━━ GIVEN DATA ━━
Issue #9015, opened 2024-03-28
Remove component usage examples from repo


DitwanP:
### Description

Had a conversation with Adam and Franco about another issue that involved documentation changes [6312](https://github.com/Esri/calcite-design-system/issues/6312). It was determined that we should remove the usage files from the repo. The plan is to replicate the examples on the doc site if the example is not already covered by what's currently on the site. 

### Which Component

All of them

DitwanP:
Pushed this one to later milestone because it seems like there's still some discussion that's happening around it.

DitwanP:
Verified locally
<img width="277" alt="Screenshot 2024-05-21 at 11 06 30 AM" src="https://github.com/user-attachments/assets/f537b38a-f38f-4bef-a8c4-948fd2f757c5">

PR #9052, opened 2024-04-03
chore: remove component usage files

DitwanP:
**Related Issue:** #9015 

## Summary
Removing usage sample files from repo since we now have links to each components page on the doc site for more in depth information and samples.


driskull:
I'm not sure I agree with removing these at this time.

@jcfranco what about where we are lacking coverage for some of these on the doc site? For example, there is no virtual element info on popover in the doc site.

If we remove some of these usage files I'm concerned we will be losing info on how to do some things. 

IMO it would be better to leave these until we can assure we have the same coverage of information on the doc site.

Since Stencil automatically uses these files an generates documentation samples, it would be nice if we could keep these and use them to generate some of the doc site samples. That way, the samples are within the code base and can easily be referenced. A developer who is developing a component or functionality, has the ability to define usage easier if they can do so within the code base.

DitwanP:
> I'm not sure I agree with removing these at this time.
> 
> @jcfranco what about where we are lacking coverage for some of these on the doc site? For example, there is no virtual element info on popover in the doc site.
> 
> If we remove some of these usage files I'm concerned we will be losing info on how to do some things.
> 
> IMO it would be better to leave these until we can assure we have the same coverage of information on the doc site.

So the plan was to go through the components on the doc site and improve coverage, fix descriptions, and make sure things are still accurate.
 
Maybe we just leave this for now until the doc site work is done, which is what I was thinking to do initially but wasn't sure if it mattered that much. 

>Since Stencil automatically uses these files an generates documentation samples, it would be nice if we could keep these and use them to generate some of the doc site samples. That way, the samples are within the code base and can easily be referenced. A developer who is developing a component or functionality, has the ability to define usage easier if they can do so within the code base.

I'm uncertain about the advantages here. It seems like the documentation site offers more detailed examples that often encompass most usage scenarios. While the codebase contains numerous usage files with minor differences, such as adding a property or two to a component, the documentation site could likely achieve the same effect with a toggle.

jcfranco:
> what about where we are lacking coverage for some of these on the doc site? For example, there is no virtual element info on popover in the doc site.

Good point on removing usage files that don't have a counter part in the doc site. Can we come up with a list of _useful_ usage files that are missing from the doc site? I have a hunch it will be a small list. In any case, we can prioritize those items for future doc improvements.

> Maybe we just leave this for now until the doc site work is done, which is what I was thinking to do initially but wasn't sure if it mattered that much.

This seems like the best path forward. Once we know we've got proper coverage on the doc site, we should be good to remove usage files and possibly provide guidance on how to add/update doc examples that will get referenced in the doc site.

> I'm uncertain about the advantages here. It seems like the documentation site offers more detailed examples that often encompass most usage scenarios. While the codebase contains numerous usage files with minor differences, such as adding a property or two to a component, the documentation site could likely achieve the same effect with a toggle.

Agreed. For context, we are removing usage files for a couple of reasons:

1. we aim for the doc site to serve as definitive source of usage examples
2. currently, the doc site does not use/reference usage files
3. generated readmes offer incomplete documentation compared to what the doc site provides

@DitwanP @macandcheese LMK if I missed anything.

DitwanP:
The list below Is what I've found for usage samples that might need to get recreated on the doc site, not sure if they all need to so @macandcheese feel free to LMK what we should exclude if any.

- **Button**
  - Internals sample?
- **Input**
  - Native Events?
- **Label**
  - Browser Caveat?
- **Modal**
  - Before close
- **Popover**
  - Virtual
- **Sheet**
  - Before close
- **Shell Panel**
  - With custom element?
- **Tooltip**
  - Virtual

driskull:
We should add the virtual element doc for popover and tooltip.

jcfranco:
Thanks y'all!

I agree with @macandcheese and @driskull's recommendations.

DitwanP:
The usage snippets that were not previously represented on the doc site has now been added, everything else was already covered by the existing samples.

benelan:
This is going the opposite direction of what I had hoped we would do :sob:. 

It would be great if we could have the usage examples source of truth in the monorepo right next to the source code and API reference. 

When I discussed this with @macandcheese before it sounded like there were just some formatting issues/inconsistencies that prevented him from being able to parse the usage example strings and use them in the doc site. 

I think we should be standardizing the format of the usage examples, and from there I could write a simple parser to grab the examples, their descriptions, etc. for use in the doc site.

Speaking for myself, I'm way more likely to learn from and contribute to usage examples if they are in the monorepo, rather than hidden behind a VPN.

Additionally, people may be using the usage fields of docsjson for something (although we don't have it documented so removing it wouldn't be a breaking change)

https://cdn.jsdelivr.net/npm/@esri/calcite-components@2.8.3/dist/extras/docs-json.json

alisonailea (approved):

jcfranco (approved):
━━━
* WORK INSTRUCTIONS:
Write out each line above with the word "most".

* ANSWER SECTION:
I'm uncertain about the advantages here. It seems like the documentation site offers more detailed examples that often encompass most usage scenarios. While the codebase contains numerous usage files with minor differences, such as adding a property or two to a component, the documentation site could likely achieve the same effect with a toggle.
> I'm uncertain about the advantages here. It seems like the documentation site offers more detailed examples that often encompass most usage scenarios. While the codebase contains numerous usage files with minor differences, such as adding a property or two to a component, the documentation site could likely achieve the same effect with a toggle.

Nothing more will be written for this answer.